*** Opening of RECORDS FOR THE TASK ***

PR #1185, opened 2026-04-19
feat(media): implement customizable live activity visibility and timeout logic

yukinoaruu:
- Customizable Visibility: Added hideLiveActivityAfterTimeout setting (Settings -> Media) to toggle between temporary (auto-hide) and persistent Live Activity modes during media playback.
- Customizable Timeout: Added liveActivityTimeout setting with a UI Stepper (1-15s) to allow users to define exactly how long the Live Activity remains visible in temporary mode.
- Strict State Enforcement: Refactored ContentView visibility conditions to strictly observe musicManager.isPlaying. The Live Activity now hides immediately on pause, eliminating the previous idle delay.
- UI Redraw Bugfix: Bound hideLiveActivityAfterTimeout via @Default in ContentView to ensure instant UI updates when toggling the setting, removing the need to manually hover the notch to trigger a redraw.
- Consistent Defaults: Updated standard pop-up (sneakPeek and expandingView) timeouts to a consistent 2.0 seconds.

### DIFF
--- a/.gitignore
+++ b/.gitignore
@@ -52,4 +52,6 @@ build/
 *.ipa
 *.xcarchive
 *.dSYM
-
+*MAP.md
+*JOURNAL.md
+*documentation.md
--- a/.github/workflows/base_ref_check_comment.yml
+++ b/.github/workflows/base_ref_check_comment.yml
@@ -13,7 +13,7 @@ jobs:
     runs-on: ubuntu-latest
     permissions:
       issues: write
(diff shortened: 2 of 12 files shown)


.gitignore
Alexander5015, line 1: Why did you modify the `.gitignore`?

Alexander5015 (changes requested):
Please rebase and target the `dev` branch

*** Close of RECORDS FOR THE TASK ***

WORK INSTRUCTION
Your answer must be every record above, set down exactly as written.

RESULT
PR #1185, opened 2026-04-19
feat(media): implement customizable live activity visibility and timeout logic

yukinoaruu:
- Customizable Visibility: Added hideLiveActivityAfterTimeout setting (Settings -> Media) to toggle between temporary (auto-hide) and persistent Live Activity modes during media playback.
- Customizable Timeout: Added liveActivityTimeout setting with a UI Stepper (1-15s) to allow users to define exactly how long the Live Activity remains visible in temporary mode.
- Strict State Enforcement: Refactored ContentView visibility conditions to strictly observe musicManager.isPlaying. The Live Activity now hides immediately on pause, eliminating the previous idle delay.
- UI Redraw Bugfix: Bound hideLiveActivityAfterTimeout via @Default in ContentView to ensure instant UI updates when toggling the setting, removing the need to manually hover the notch to trigger a redraw.
- Consistent Defaults: Updated standard pop-up (sneakPeek and expandingView) timeouts to a consistent 2.0 seconds.

### DIFF
--- a/.gitignore
+++ b/.gitignore
@@ -52,4 +52,6 @@ build/
 *.ipa
 *.xcarchive
 *.dSYM
-
+*MAP.md
+*JOURNAL.md
+*documentation.md
--- a/.github/workflows/base_ref_check_comment.yml
+++ b/.github/workflows/base_ref_check_comment.yml
@@ -13,7 +13,7 @@ jobs:
     runs-on: ubuntu-latest
     permissions:
       issues: write
(diff shortened: 2 of 12 files shown)


.gitignore
Alexander5015, line 1: Why did you modify the `.gitignore`?

Alexander5015 (changes requested):
Please rebase and target the `dev` branch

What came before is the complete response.